*** Begin section ***

PR #3271, opened 2023-08-04
Add benchmark filter run script

### LINKED ISSUE #3270: New Event Filtering: Add hack/run script for java filter benchmarks
**Problem**
As we add more benchmarks for the java filter implementations and work to improve the implementation, it will become more common to want to run the benchmarks. Currently, it is difficult to run them and required multiple commands. To solve this, we should add a script which runs the benchmarks and outputs the results into a file 

**Exit Criteria**
Running `./hack/run.sh benchmark-filters` runs the benchmarks for all of the filters. Running `./hack/run.sh benchmark-filters <class_name>` runs all the filter benchmarks contained in class_name.

**Time Estimate (optional):** 

Cali0707:
Fixes #3270 

## Proposed Changes

- Add `run.sh` script in the benchmark project to run the benchmarks
- Make the `run.sh` script runnable from `hack/run.sh`
- Add documentation to `DEVELOPMENT.md` on how to run the script

### DIFF
--- a/DEVELOPMENT.md
+++ b/DEVELOPMENT.md
@@ -164,6 +164,26 @@ export EVENT=alloc
 
 For more information on the profiler test, see [the profiler test doc](./data-plane/profiler/README.md).
 
+### Run Filter Benchmarks
+
+If you are building a fitler benchmark or want to benchmark the performance delta caused when changing the filters, you can run:
+
+```shell
+./hack/run.sh benchmark-filter <filter_class_name>
+```
+
+This will run the benchmarks for the class with `<filter_class_name>`. For example, if you want to run all of the Exact Filter Benchmarks, you could run:
+
+```shell
+./hack/run.sh benchmark-filter ExactFilterBenchmark
+```
+
+Alternatively, if you want to run all of the benchmarks you can run:
+
+```shell
+./hack/run.sh benchmark-filters
+```
+
 ## Code generation
 
 Sometimes, before deploying the services it's required to run our code generators, by running the following command:
--- a/DEVELOPMENT.md
+++ b/DEVELOPMENT.md
@@ -172,7 +172,8 @@ If you are building a fitler benchmark or want to benchmark the performance delt
 ./hack/run.sh benchmark-filter <filter_class_name>
 ```
 
-This will run the benchmarks for the class with `<filter_class_name>`. For example, if you want to run all of the Exact Filter Benchmarks, you could run:
+This will run the benchmarks for the class with `<filter_class_name>`. A full list of all available classes can be seen [here](https://github.com/knative-extensions/eventing-kafka-broker/blob/main/data-plane/benchmarks/resources/filter-class-list.txt).
+For example, if you want to run all of the Exact Filter Benchmarks, you could run:
 
 ```shell
 ./hack/run.sh benchmark-filter ExactFilterBenchmark
--- a/data-plane/benchmarks/run.sh
+++ b/data-plane/benchmarks/run.sh
@@ -23,7 +23,8 @@ run_java_filter_benchmarks_for_class() {
 
   echo "Running benchmarks for ${CLASS}"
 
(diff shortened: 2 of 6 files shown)


data-plane/benchmarks/run.sh
```diff
@@ -0,0 +1,49 @@
...
+set -e
+
+run_java_filter_benchmarks_for_class() {
+  CLASS=$1
+
+  echo "Running benchmarks for ${CLASS}"
+
+  java -jar "${SCRIPT_DIR}/target/benchmarks.jar" $CLASS 2>&1 | tee "${SCRIPT_DIR}/output/${CLASS}.out.txt"
+
+  echo "Successfully ran benchmarks for ${CLASS}!\n\nThe results can be found at ${SCRIPT_DIR}/output/${CLASS}.out.txt"
```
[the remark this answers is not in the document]
Leo6Leo: If we run the benchmark for multiple times, the previous results will be overwritten.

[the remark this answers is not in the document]
Cali0707: Oh true good point!

Leo6Leo (commented):
image

@Cali0707  the file is really large lol

Cali0707:
> image
> 
> 
> 
> @Cali0707  the file is really large lol, and it is still running

This should be fixed now!

Leo6Leo (commented):
```
Running benchmarks for ExactFilterBenchmarkjjkyj
No matching benchmarks. Miss-spelled regexp?
Use EXTRA verbose mode to debug the pattern matching.
Successfully ran benchmarks for ExactFilterBenchmarkjjkyj!\n\nThe results can be found at /home/leoli/Downloads/eventing-kafka-broker/data-plane/benchmarks/output/ExactFilterBenchmarkjjkyj.1691602228.out.txt
```

When the input is wrong, the error is this. And it will run the build first as well. If the className sanity check happens at the beginning, it can save some time and resources

DEVELOPMENT.md
```diff
@@ -164,6 +164,26 @@ export EVENT=alloc
...
 
+### Run Filter Benchmarks
+
+If you are building a fitler benchmark or want to benchmark the performance delta caused when changing the filters, you can run:
+
+```shell
+./hack/run.sh benchmark-filter <filter_class_name>
+```
+
+This will run the benchmarks for the class with `<filter_class_name>`. For example, if you want to run all of the Exact Filter Benchmarks, you could run:
```
matzew, line 175: Java class (could be confused w/ a "class annotation" ? 

Perhaps list all options here? (Even we just have that `ExactFilterBenchmark` one)

Cali0707: I linked to the existing list of supported classes so that we only have to update one place going forwards

data-plane/benchmarks/run.sh
```diff
@@ -0,0 +1,68 @@
...
+# check if the benchmark class exists
+
+if [[ ! -z $1 ]]; then
+  FOUND=0
+  while IFS="" read -r p || [[ -n "$p" ]]; do
+    if [[ "$1" == "$p" ]]; then
+      FOUND=1
+      break
+    fi
+  done <"${SCRIPT_DIR}/resources/filter-class-list.txt"
```
creydr, line 45: Not an issue, but more a question: why didn't you use something like `egrep -q "^${1}$"`

Cali0707: Just didn't think of it as I had already written the loop to go through the lines of `filter-class-list.txt` to run the benchmarks for all of the classes :smile:

Cali0707: @creydr do you think I should switch? Your solution does seem cleaner to me

creydr: Whatever you prefer. I am fine with both and could change it later anyhow

creydr:
/lgtm
/approve

/hold
Feel free to unhold, when you're OK with https://github.com/knative-extensions/eventing-kafka-broker/pull/3271#discussion_r1295485866

data-plane/benchmarks/run.sh
Cali0707: I think i'll leave it for now since it keeps the script more consistent with itself

Issue #3181, opened 2023-06-28
Implement the auto-create feature flag for the Apache Kafka backed Knative Channel 


matzew:
With the following two PRs in place:

* https://github.com/knative/eventing/pull/7023
* https://github.com/knative/eventing/pull/7034

We can add support for "event auto create" also for the data plane of the Apache Kafka backed Knative Channel .

matzew:
related: https://github.com/knative-sandbox/eventing-kafka-broker/issues/3174

Cali0707:
@pierDipi for this issue it looks like I should be using the KubernetesClient from fabric.io. However, the KubernetesClient we are using doesn't have the Knative extension installed, and the Knative extension in fabric.io seems to be out of date (it's on v0.34.0 of Knative).

Should I
1. Update the Knative models in fabric.io and install the Knative extension into our project
2. Create a class which implements the needed methods for EventTypes

My impression is that 2 would be faster and easier, but I am not sure it would be the best option - WDYT?

pierDipi:
The other question is about caching, we cannot make a k8s remove call on each received event, so we need some form of caching, in Go we use the listers (+ watcher) as cache, do we have the same in Fabric that we can leverage?

Cali0707:
> The other question is about caching, we cannot make a k8s remote call on each received event, so we need some form of caching, in Go we use the EventType listers (+ watcher) as cache, do we have the same in Fabric that we can leverage?

@pierDipi it looks like there are Listers in fabric: https://javadoc.io/doc/io.fabric8/kubernetes-client/4.6.4/io/fabric8/kubernetes/client/informers/cache/Lister.html

I am going to try and use one of those

PR #3284, opened 2023-08-10
Pass eventtype owner to data plane

Cali0707:
Part of #3181

We need the eventtype Reference/Owner information in the dataplane so that we can auto create event types in #3181.

## Proposed Changes

- Pass the event type ownership info through the data plane contract


Cali0707:
I think the upgrade test failures might be real failures, I will look into it

control-plane/pkg/reconciler/broker/broker.go
```diff
@@ -608,12 +608,27 @@ func rebuildCMFromStatusAnnotations(br *eventing.Broker) *corev1.ConfigMap {
...
 		Ingress: &contract.Ingress{
 			Path:                       receiver.PathFromObject(broker),
 			EnableAutoCreateEventTypes: feature.FromContext(ctx).IsEnabled(feature.EvenTypeAutoCreate),
+			EventTypeOwnerReference: &contract.Reference{
+				Uuid:      string(broker.UID),
+				Name:      broker.Name,
+				Namespace: broker.Namespace,
+				Kind:      brokerKind,
+				Version:   brokerAPIVersion,
+			},
```
pierDipi, line 631: Why not including this in `reference` field?

pierDipi, line 631: I would simplify this to something like:
```suggestion
	resource := &contract.Resource{
		Uid:    string(broker.UID),
		Topics: []string{topic},
		Ingress: &contract.Ingress{
			Path:                       receiver.PathFromObject(broker),
			EnableAutoCreateEventTypes: feature.FromContext(ctx).IsEnabled(feature.EvenTypeAutoCreate),
			EventTypeOwnerReference: &contract.Reference{
				Uuid:      string(broker.UID),
				Name:      broker.Name,
				Namespace: broker.Namespace,
				Kind:      "Broker",
				Version:   eventing.SchemeGroupVersion.String(),
			},
```

Cali0707: @pierDipi is there a different reference field I could be including them on?

pierDipi: Yes, it's called `Reference` under `Resource`

https://github.com/knative-extensions/eventing-kafka-broker/blob/0242a8795c39a50266570f3cf3211bbabbd209b5/proto/contract.proto#L333-L339

Cali0707:
@Leo6Leo I think the test failure is an actual issue, not a flaky failure here. Not sure what is causing the issue though...

control-plane/pkg/reconciler/testing/objects_channel.go
```diff
@@ -259,6 +259,8 @@ func ChannelReference() *contract.Reference {
 		Uuid:      ChannelUUID,
 		Namespace: ChannelNamespace,
 		Name:      ChannelName,
+		Kind:      "KafkaChannel",
+		Version:   messagingv1beta1.SchemeGroupVersion.String(),
```
pierDipi, line 263: I think `Version` here is meant to be `ResourceVersion` as opposed to `GroupVersion`

Cali0707: Oh okay, I need the group version so I will add a new field for that then. Thanks!

Cali0707:
Now that changes to the contract are backwards compatible, the tests are passing on this PR.

/cc @pierDipi @Leo6Leo

pierDipi (approved):
/lgtm
/approve

PR #3286, opened 2023-08-15
Make SecretSpec field of consumers Auth omitempty

mgencur:
This will prevent writing SecretSpec with null value and the webhook will rather omit the element. 
```
 spec:
        auth:
          SecretSpec: null
```
Having the element there with null value can also caus problems during downgrades when the element was not there yet (it's a few versions back though)

## Proposed Changes

-
-
-

**Release Note**

```release-note

```

**Docs**


matzew (approved):
/lgtm
/approve

PR #3292, opened 2023-08-19
Setup script for e2e reconciler test

debasishbsws:
Added blank `.sh` file for ReconcilerTest with the Loom module images for `Receiver` and `Dispatcher`


debasishbsws:
As currently we are using Env variable to specify to use loom module. We should not need a new test script.

PR #3293, opened 2023-08-21
Fix slow consumergroup reconciliation under load

### LINKED ISSUE #3046: Slow consumergroup reconciliation under load

pierDipi:
In [1], we return an error, however, that method is called in the consumer group reconciler when a consumer is not ready which is a normal state at the beginning when consumers have been just created, so we shouldn't return an error because that causes the consumer group to be reconciled again with an exponentially increasing delay causing slow time to ready.

This is especially evident when scaling up with a high load = (therefore when dispatcher pod is slow to become ready).

[1] https://github.com/knative-sandbox/eventing-kafka-broker/blob/5cda5463aa2fa060179674fe7b3237abb836ee06/control-plane/pkg/apis/internals/kafka/eventing/v1alpha1/consumer_group_lifecycle.go#L57-L65

Fixes #3046 

## Proposed Changes

- Fix slow consumergroup reconciliation under load

**Release Note**

```release-note
Fix slow `ConsumerGroup` reconciliation under load
```

**Docs**

### DIFF
--- a/control-plane/pkg/apis/internals/kafka/eventing/v1alpha1/consumer_group_lifecycle.go
+++ b/control-plane/pkg/apis/internals/kafka/eventing/v1alpha1/consumer_group_lifecycle.go
@@ -61,7 +61,10 @@ func (cg *ConsumerGroup) MarkReconcileConsumersFailedCondition(condition *apis.C
 		condition.GetMessage(),
 	)
 
-	return fmt.Errorf("consumers aren't ready, %v: %v", condition.GetReason(), condition.GetMessage())
+	// It is "normal" to have non-ready consumers, and we will get notified when their status change,
+	// so we don't need to return an error here which causes the object to be queued with an
+	// exponentially increasing delay.
+	return nil
 }
 
 func (cg *ConsumerGroup) MarkReconcileConsumersSucceeded() {
--- a/control-plane/pkg/reconciler/consumergroup/consumergroup_test.go
+++ b/control-plane/pkg/reconciler/consumergroup/consumergroup_test.go
@@ -399,7 +399,7 @@ func TestReconcileKind(t *testing.T) {
 					}, nil
 				}),
 			},
-			WantErr: true,
+			WantErr: false,
 			WantCreates: []runtime.Object{
 				NewConsumer(1,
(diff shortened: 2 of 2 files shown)


control-plane/pkg/apis/internals/kafka/eventing/v1alpha1/consumer_group_lifecycle.go
```diff
@@ -61,7 +61,10 @@ func (cg *ConsumerGroup) MarkReconcileConsumersFailedCondition(condition *apis.C
 		condition.GetMessage(),
 	)
 
-	return fmt.Errorf("consumers aren't ready, %v: %v", condition.GetReason(), condition.GetMessage())
+	// It is "normal" to have non-ready consumers, and we will get notified when their status change,
+	// so we don't need to return an error here which causes the object to be queued with an
+	// exponentially increasing delay.
+	return nil
```
matzew, line 67: thanks for the explicit comment.

It seems reasonable

matzew (approved):
/lgtm
/approve

PR #3305, opened 2023-08-24
Expose tls port for broker

Leo6Leo:
## Proposed Changes

- Expose the port 8443


data-plane/config/broker/500-receiver.yaml
```diff
@@ -212,6 +211,10 @@ spec:
       port: 8080
       protocol: TCP
       targetPort: 8080
+    - name: https
```
pierDipi, line 214: https already exists, I think you meant to have this?
```suggestion
    - name: https-container
```

pierDipi (approved):
/lgtm
/approve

*** End section ***

* **Exercise goal**
In the records above, collect each line with "feature".

* **Your solution**
Implement the auto-create feature flag for the Apache Kafka backed Knative Channel 
 			EnableAutoCreateEventTypes: feature.FromContext(ctx).IsEnabled(feature.EvenTypeAutoCreate),
			EnableAutoCreateEventTypes: feature.FromContext(ctx).IsEnabled(feature.EvenTypeAutoCreate),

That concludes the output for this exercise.